» EXERCISE INSTRUCTIONS
From the records below, return every line containing the word "necessary".
--- TASK INPUTS Enclosed Below ---
PR #313, opened 2019-05-31
Chore/file system exception

truongsinh:
Should be merged only after #312.

increase test coverage on `dart:io` related, relating to the effort to make this package compatible to web/browser #295. This commit is about `FileSystemException`.

While doing this, I happen to discover that in `in_memory` code and some places in our test are using `sync` variation of file/dir operations, all of which have been changes to async.


truongsinh:
pinging @micimize

PR #317, opened 2019-05-31
fix(example/starwars):zino-app#308 using toString()

### LINKED ISSUE #308: uuidFromObject would throw a error in example
**Describe the bug**
when:
object['id'] is int,it will throw a error
where it is: 
```
graphql-flutter/examples/starwars/lib/client_provider.dart 
final String id = object['id'] as String;  // line 7
```
**Expected behavior**
final String id = "${object['id']}";  // line 7

huang12zheng:
#### Fixes / Enhancements

- Fixed #308


mainawycliffe:
@truongsinh I agree with you especially on packages but am just wondering whether unit tests that necessary for examples?

huang12zheng:
> I appreciate the change and the attempt to make the PR, but we should make the habbit of fixing must be accompanied unit test.
> 
> That being said, I understand it might be overwhelming for new comers, thus I might continue on this branch and help with the unit test.

May be a workflow vedio is useful for new comers.
And unittest is very useful,So I agree with you.

huang12zheng:
>  whether unit tests that necessary for examples?

If example run unittest of packages[graphql_flutter], #308 would never happen. ^_^

huang12zheng:
I would also suggest that examples separate from here(graphql_flutter)

micimize:
I think ideally we can enforce package-level bug fixes including a test for the bug they're fixing, but only once we've made that process easy.

Like, if someone discovers and fixes a bug in subscriptions, to add a unit test they'd have to go and make all the testing fixtures for that swath of code as well.

For now this is super minor and I'ma just push it through.

PR #323, opened 2019-06-01
feat(client): websocket available on web

truongsinh:
This is an ongoing effort to make this package compatible to web/browser #295.

### Breaking changes

- SocketClient no longer accepts "headers", see https://stackoverflow.com/a/4361358/1326678. It is done so that we can support both version of WebSocket on `dart:io` and `dart:html` (web browser)

#### Fixes / Enhancements

This enhancement comes with an integration test marked with `tags: "integration"`, so if anyone want to run quick unit test only, do so with
- `pub run test -x integration`
- to run integration only,  `pub run test -t integration`
- to run integration only, on vm,  `pub run test -t integration -p vm`
- to run integration only, on browser (in this case Chrome),  `pub run test -t integration -p chrome`


packages/graphql/lib/src/link/web_socket/link_web_socket.dart
```diff
@@ -70,7 +59,7 @@ class WebSocketLink extends Link {
   void connectOrReconnect({Map<String, dynamic> headers}) {
     _socketClient?.dispose();
     _socketClient =
```
mainawycliffe: I think this is what is causing the linting test to fail

mainawycliffe: There are some more in the `socket_client.dart`

mainawycliffe:
Looks Good, just fix at the linting issues.

micimize:
I don't think we should hobble the `dart:io` websocket api just because the browser api is broken. We should maybe just throw an error in a `dart:html` websocket wrapper if there are custom headers and say it's unimplemented/unsupported.

If we look at the [hasura docs](https://docs.hasura.io/1.0/graphql/manual/subscriptions/index.html#communication-protocol), they talk about [apollo's `connectionParams`](https://github.com/apollographql/subscriptions-transport-ws/blob/cf3f492f93aa1df812f630327dc5eea33999fb71/src/client.ts#L559) (same as our `initPayload`) and then the cookies approach, which a `dart:io` client wouldn't be able to replicate without manaully setting headers, I don't think.

truongsinh:
> I don't think we should hobble the `dart:io` websocket api just because the browser api is broken. We should maybe just throw an error in a `dart:html` websocket wrapper if there are custom headers and say it's unimplemented/unsupported.
> 
> If we look at the [hasura docs](https://docs.hasura.io/1.0/graphql/manual/subscriptions/index.html#communication-protocol), they talk about [apollo's `connectionParams`](https://github.com/apollographql/subscriptions-transport-ws/blob/cf3f492f93aa1df812f630327dc5eea33999fb71/src/client.ts#L559) (same as our `initPayload`) and then the cookies approach, which a `dart:io` client wouldn't be able to replicate without manaully setting headers, I don't think.

Considering `WebSocket` is from `Web`, I don't think we can judge the spec (https://tools.ietf.org/html/rfc6455 and https://html.spec.whatwg.org/multipage/web-sockets.html#network) on not supporting HTTP header.

Talking about `connectionParams`, it is also discussed at https://github.com/apollographql/apollo-client/issues/3967#issuecomment-435808419 by @pkosiec that
> It won't work as WebSocket API in browsers doesn't support setting custom headers, apart from the value of `Sec-Websocket-Protocol` header.
https://stackoverflow.com/questions/4361173/http-headers-in-websockets-client-api/41521871

Anyway, with the change introduced in this PR, I hope i'm not breaking `connectionParams`/`initPayload` 🤔

packages/graphql/lib/src/link/web_socket/link_web_socket.dart
```diff
@@ -23,15 +22,13 @@ class WebSocketLink extends Link {
   /// Creates a new [WebSocketLink] instance with the specified config.
   WebSocketLink(
       {@required this.url,
-      this.headers,
```
micimize: How about, instead of removing it entirely, we:
* mark the header argument as as deprecated
* throw an error `if (dart.library.html)`
* warn when it's used `if (dart.library.io)` similar to the legacy payload

```dart
if (headers != null) {
  assert(
    !dart.library.html,
    'Cannot set websocket headers with dart:html websockets. '
    'If these are for authentication, another approach must be used, '
    'such as initPayload.',
  );
  print(
    'WARNING: Using direct websocket headers which will be removed soon, '
    'as it is incompatable with dart:html. '
    'If you need this direct header access, '
    'please comment on this PR with details on your usecase: '
    'https://github.com/zino-app/graphql-flutter/pull/323',
  );
  concatHeaders.addAll(headers);
}
```

truongsinh: agree, will make appropriate change.

truongsinh: please review the latest change, I have this assertion in constructor instead.

micimize:
@truongsinh So, after looking at / thinking about it more, I realized accepting the headers in the `dart:io` case is kinda useless given we're now using your [universal websocket package](https://github.com/truongsinh/dart-websocket).

So, instead of trying to maintain a bunch of legacy routes throughout the websocket api, I decided to just split out all the old behavior into the `legacy_socket_api`. This includes the `legacyInitPayload`

.circleci/config.yml
```diff
@@ -102,6 +102,8 @@ jobs:
             cd packages/graphql
             pub global activate coverage
             pub get
+            # warm-up dart2js, this is a dirty workaround
+            dart2js test/websocket_test.dart
```
HofmannZ: Could you explain why this ‘dirty workaround‘ is necessary?

micimize:
Hmm - well, idk why the CI is failing now 😓 . Anyways, @truongsinh take a look at my refactor - we'll need to add docs pointing to the legacy stuff, but all the websocket docs are out of date and lacking anyways so we can do that separately

.circleci/config.yml
micimize: IDK, but it might not be. I added it back when CI started failing because I thought it might have been the cause.

truongsinh: in the last ~10 CI running, the browser test always fails to compile the first file 
```
00:04 +0 -1: compiling test/multipart_upload_test.dart [E]                                                                                                                                             
  Failed to load "test/multipart_upload_test.dart": dart2js failed.
```
and the failing file is also random. I'm trying to figure out, but not yet succeed. If I can't figure in time, I suggest we temporarily disable `pub run test test -p chromium`

truongsinh:
@micimize I'm fine with the refactoring commit, in the following commits, I move 4 test cases so that it can be tested on both VM and browser, and only leave 2 which fails on browser.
--- End of Enclosed TASK INPUTS ---
» ANSWER FOR THE TASK
@truongsinh I agree with you especially on packages but am just wondering whether unit tests that necessary for examples?
>  whether unit tests that necessary for examples?
HofmannZ: Could you explain why this ‘dirty workaround‘ is necessary?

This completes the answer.